**Excerpted data:**

PR #250, opened 2016-10-28
ENH: interactive widget to plot different columns (WIP)

stsievert:
Adds `altair.utils.interact_with` that allows functionality to plot different columns:

untitled-3

This depends on ipywidgets.interact. I see there's some work on using the branch altair#widget (not my branch). In my implementation, I have dropdown menus for the type of mark (line, point, area, etc) and the different encodings (x, y, color, etc).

**Exercise aim:**
Output the entries above word for word.

**Answer to the exercise:**
PR #250, opened 2016-10-28
ENH: interactive widget to plot different columns (WIP)

stsievert:
Adds `altair.utils.interact_with` that allows functionality to plot different columns:

untitled-3

This depends on ipywidgets.interact. I see there's some work on using the branch altair#widget (not my branch). In my implementation, I have dropdown menus for the type of mark (line, point, area, etc) and the different encodings (x, y, color, etc).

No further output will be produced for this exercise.